PR #3304, opened 2025-01-30
Fix more shellcheck problems

BsAtHome:
This PR is mostly about  <code>cd || exit</code> because cd may fail. Also includes missing double quotes and few other simple changes. The file-set is primarily config/demo related. The patch-set was created in cooperation with @smoe.

### DIFF
--- a/configs/apps/xhc-hb04/xhc-hb04.sh
+++ b/configs/apps/xhc-hb04/xhc-hb04.sh
@@ -2,7 +2,7 @@
 
 thisfile=$(readlink -f "$0")
 thisdir=$(dirname "$thisfile")
-cd "$thisdir" || exit
+cd "$thisdir" || { echo "E: Could not change directory to '$thisdir'"; exit 1; }
 
 LAYOUT=${1:-""}
 
--- a/configs/apps/xhc-hb04/xhc-hb04.sh
+++ b/configs/apps/xhc-hb04/xhc-hb04.sh
@@ -2,14 +2,14 @@
 
 thisfile=$(readlink -f "$0")
 thisdir=$(dirname "$thisfile")
-cd "$thisdir"
+cd "$thisdir" || exit
 
 LAYOUT=${1:-""}
 
-[ -x "$(which $COLORTERM)" ] && TERM=$COLORTERM
-[ -z $TERM ] && TERM=xterm
+[ -x "$(which "$COLORTERM")" ] && TERM="$COLORTERM"
+[ -z "$TERM" ] && TERM=xterm
 # when invoked from Application menu and RIP, may have TERM=dumb
-[ x"$TERM" = xdumb ] && TERM=xterm
+[ "$TERM" = "dumb" ] && TERM=xterm
 
 XHC_HB04=$(which xhc-hb04)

= = = =

▸ GOAL OF THE EXERCISE:
Give back all the records above exactly. Keep every word.

▸ RESULT OF THE EXERCISE:
PR #3304, opened 2025-01-30
Fix more shellcheck problems

BsAtHome:
This PR is mostly about  <code>cd || exit</code> because cd may fail. Also includes missing double quotes and few other simple changes. The file-set is primarily config/demo related. The patch-set was created in cooperation with @smoe.

### DIFF
--- a/configs/apps/xhc-hb04/xhc-hb04.sh
+++ b/configs/apps/xhc-hb04/xhc-hb04.sh
@@ -2,7 +2,7 @@
 
 thisfile=$(readlink -f "$0")
 thisdir=$(dirname "$thisfile")
-cd "$thisdir" || exit
+cd "$thisdir" || { echo "E: Could not change directory to '$thisdir'"; exit 1; }
 
 LAYOUT=${1:-""}
 
--- a/configs/apps/xhc-hb04/xhc-hb04.sh
+++ b/configs/apps/xhc-hb04/xhc-hb04.sh
@@ -2,14 +2,14 @@
 
 thisfile=$(readlink -f "$0")
 thisdir=$(dirname "$thisfile")
-cd "$thisdir"
+cd "$thisdir" || exit
 
 LAYOUT=${1:-""}
 
-[ -x "$(which $COLORTERM)" ] && TERM=$COLORTERM
-[ -z $TERM ] && TERM=xterm
+[ -x "$(which "$COLORTERM")" ] && TERM="$COLORTERM"
+[ -z "$TERM" ] && TERM=xterm
 # when invoked from Application menu and RIP, may have TERM=dumb
-[ x"$TERM" = xdumb ] && TERM=xterm
+[ "$TERM" = "dumb" ] && TERM=xterm
 
 XHC_HB04=$(which xhc-hb04)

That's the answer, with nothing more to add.